PR #165, opened 2020-10-23
Add "manual SIMD" utility (astcenc_vecmathlib.h) and use it in compute_lowest_and_highest_weight

aras-p:
`compute_lowest_and_highest_weight` today has manual SSE4.2 codepath and a scalar code path. Instead of that, replace it with an N-wide codepath using the new N-wide math utility header. With N being 8 (AVX2), 4 (SSE2/SSE4.2) or 1 otherwise.

I haven't done NEON side of this, but should be Fairly Easy ™️ to do.

On my machine (2018 MacBookPro, Core i9 2.9GHz), testing on a 2048x2048 texture with 6x6 blocks, medium preset, coding time:

- SSE2: 6.80s -> 6.10s
- SSE4.2: 5.43s -> 5.39s
- AVX2: 5.29s -> 5.02s

The PSNR between SSE2 and SSE4.2 was subtly different before, now they match. AVX2 PSNR is a bit different from those, but I suspect that's due to already existing AVX2 code path elsewhere (`compute_ideal_quantized_weights_for_decimation_table`).

The vecmathlib utility would need some more functions operands in order to use it in other places, like maybe replacing AVX2 codepath inside `compute_ideal_quantized_weights_for_decimation_table`, or "pick 4 best looking modes" loop inside `determine_optimal_set_of_endpoint_formats_to_use`. I can look into those if the overall approach makes sense.

### DIFF
--- a/Source/astcenc_vecmathlib.h
+++ b/Source/astcenc_vecmathlib.h
@@ -34,11 +34,91 @@
 #define SIMD_INLINE __attribute__((unused, always_inline, nodebug)) inline
 #endif
 
-#if ASTCENC_SSE != 0 || ASTCENC_AVX != 0
+#if ASTCENC_AVX >= 2
+    #define ASTCENC_SIMD_ISA_AVX2
+#elif ASTCENC_SSE >= 20
     #define ASTCENC_SIMD_ISA_SSE
 #else
     #define ASTCENC_SIMD_ISA_SCALAR
 #endif
+
+
+// ----------------------------------------------------------------------------
+// AVX2 8-wide implementation
+
+#ifdef ASTCENC_SIMD_ISA_AVX2
+
+#define ASTCENC_SIMD_WIDTH 8
+
+struct vfloat
+{
+    SIMD_INLINE vfloat() {}
+    SIMD_INLINE explicit vfloat(const float *p) { m = _mm256_loadu_ps(p); }
+    SIMD_INLINE explicit vfloat(float v) { m = _mm256_set1_ps(v); }
+    SIMD_INLINE explicit vfloat(__m256 v) { m = v; }
+    static vfloat zero() { return vfloat(_mm256_setzero_ps()); }
+    __m256 m;
+};
+
+struct vint
+{
+    SIMD_INLINE vint() {}
+    SIMD_INLINE explicit vint(const int *p) { m = _mm256_loadu_si256((const __m256i*)p); }
+    SIMD_INLINE explicit vint(int v) { m = _mm256_set1_epi32(v); }
+    SIMD_INLINE explicit vint(__m256i v) { m = v; }
+    __m256i m;
+};
+
+SIMD_INLINE vfloat load1a(const float* p) { return vfloat(_mm256_broadcast_ss(p)); }
+SIMD_INLINE vfloat loada(const float* p) { return vfloat(_mm256_load_ps(p)); }
+
+SIMD_INLINE vfloat operator+ (vfloat a, vfloat b) { a.m = _mm256_add_ps(a.m, b.m); return a; }
+SIMD_INLINE vfloat operator- (vfloat a, vfloat b) { a.m = _mm256_sub_ps(a.m, b.m); return a; }
+SIMD_INLINE vfloat operator* (vfloat a, vfloat b) { a.m = _mm256_mul_ps(a.m, b.m); return a; }
+SIMD_INLINE vfloat operator==(vfloat a, vfloat b) { a.m = _mm256_cmp_ps(a.m, b.m, _CMP_EQ_OQ); return a; }
+SIMD_INLINE vfloat operator!=(vfloat a, vfloat b) { a.m = _mm256_cmp_ps(a.m, b.m, _CMP_NEQ_OQ); return a; }
+SIMD_INLINE vfloat operator< (vfloat a, vfloat b) { a.m = _mm256_cmp_ps(a.m, b.m, _CMP_LT_OQ); return a; }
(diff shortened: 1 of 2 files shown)


Source/astcenc_weight_align.cpp
```diff
@@ -63,11 +73,12 @@ static const float angular_steppings[44] = {
 	20.0f, 21.0f, 22.0f, 23.0f,
 	24.0f, 25.0f, 26.0f, 27.0f,
 	28.0f, 29.0f, 30.0f, 31.0f,
-	32.0f, 33.0f, 34.0f, 35.0f
+	32.0f, 33.0f, 34.0f, 35.0f,
+#if ANGULAR_STEPS >= 48
+    32.0f, 33.0f, 34.0f, 35.0f,
```
solidpixel, line 78: Duplicating this row ensures we have the same results on 4 and 8 wide, which is important for users who want stable output across instruction sets. Seems a shame from a performance point of view, as it's dummy work.

Seems worth a comment to explain why we do it this way though.

aras-p: Added a comment in a8c2e89

Source/astcenc_weight_align.cpp
```diff
@@ -45,11 +45,22 @@
...
+    #define ANGULAR_STEPS 44
+#elif ASTCENC_SIMD_WIDTH == 8
+    // AVX code path loops over these tables 8 elements at a time,
+    // so make sure to have their size a multiple of 8.
+    #define ANGULAR_STEPS 48
+#else
+    #error Unknown SIMD width
+#endif
+
+static const float angular_steppings[ANGULAR_STEPS] = {
```
solidpixel, line 63: This needs to be `alignas(ASTCENC_VECALIGN) static const ...`, to ensure aligned loads work.

Source/astcenc_weight_align.cpp
```diff
@@ -62,11 +73,15 @@ static const float angular_steppings[44] = {
 	20.0f, 21.0f, 22.0f, 23.0f,
 	24.0f, 25.0f, 26.0f, 27.0f,
 	28.0f, 29.0f, 30.0f, 31.0f,
-	32.0f, 33.0f, 34.0f, 35.0f
+	32.0f, 33.0f, 34.0f, 35.0f,
+#if ANGULAR_STEPS >= 48
+    // This is "redundant" and only used in more-than-4-wide
```
solidpixel, line 78: Can we extend the comment with something along the lines of "The same value is replicated so that SSE and AVX code paths will return the same results.".

Source/astcenc_vecmathlib.h
```diff
@@ -0,0 +1,309 @@
+// SPDX-License-Identifier: Apache-2.0
```
solidpixel, line 1: General comment - can you rebase. I fixed an unrelated bug which was tripping our HDR tests, and I'd like to include that fix in the tests for this one before I merge it.

Source/astcenc_weight_align.cpp
```diff
@@ -174,143 +189,64 @@ static void compute_lowest_and_highest_weight(
...
+			minidx = select(minidx, idxv, mask);
+			vfloat accum = cut_low_weight_err + wt - vfloat(2.0f) * dwt;
+			cut_low_weight_err = select(cut_low_weight_err, accum, intAsFloat(mask));
+			
+			// Reset tracker on max hit.
+			mask = idxv > maxidx;
+			maxidx = select(maxidx, idxv, mask);
+			cut_high_weight_err = select(cut_high_weight_err, vfloat::zero(), intAsFloat(mask));
+			
+			// Accuulate on max hit.
```
solidpixel, line 229: Typo in accumulate

Source/astcenc_weight_align.cpp
```diff
@@ -174,143 +189,64 @@ static void compute_lowest_and_highest_weight(
...
+			mask = idxv == maxidx;
+			accum = cut_high_weight_err + wt + vfloat(2.0f) * dwt;
+			cut_high_weight_err = select(cut_high_weight_err, accum, intAsFloat(mask));
 		}
-
+
```
solidpixel, line 234: Coding standard nit, please strip any trailing whitespace.

Source/astcenc_weight_align.cpp
```diff
@@ -62,11 +73,15 @@ static const float angular_steppings[44] = {
...
+    // This is "redundant" and only used in more-than-4-wide
+    // SIMD code paths, to make the steps table size
+    // be a multiple of SIMD width.
+    32.0f, 33.0f, 34.0f, 35.0f,
+#endif
 };
 
-#define ANGULAR_STEPS ((int)(sizeof(angular_steppings)/sizeof(angular_steppings[0])))
-
 static float stepsizes[ANGULAR_STEPS];
```
solidpixel, line 85: Need `alignas(ASTCENC_VECALIGN)` on these two too.

solidpixel (changes requested):

aras-p:
Rebased and addressed the comments

solidpixel (dismissed):

Source/astcenc_weight_align.cpp
```diff
@@ -62,12 +73,18 @@ static const float angular_steppings[44] = {
...
+    // return the same results.
+    32.0f, 33.0f, 34.0f, 35.0f,
+#endif
 };
 
-#define ANGULAR_STEPS ((int)(sizeof(angular_steppings)/sizeof(angular_steppings[0])))
-
-static float stepsizes[ANGULAR_STEPS];
+alignas(ASTCENC_VECALIGN) static float stepsizes[ANGULAR_STEPS];
 static float stepsizes_sqr[ANGULAR_STEPS];
```
solidpixel, line 88: Need one more alignas here too - it's tripping up on some clang builds form me.

solidpixel (approved):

----------

§ **Instructions for the task**
For each line of the data that includes the word "define", return a copy of it.

§ **Reply**
 #define SIMD_INLINE __attribute__((unused, always_inline, nodebug)) inline
+    #define ASTCENC_SIMD_ISA_AVX2
     #define ASTCENC_SIMD_ISA_SSE
     #define ASTCENC_SIMD_ISA_SCALAR
+#define ASTCENC_SIMD_WIDTH 8
+    #define ANGULAR_STEPS 44
+    #define ANGULAR_STEPS 48
-#define ANGULAR_STEPS ((int)(sizeof(angular_steppings)/sizeof(angular_steppings[0])))
-#define ANGULAR_STEPS ((int)(sizeof(angular_steppings)/sizeof(angular_steppings[0])))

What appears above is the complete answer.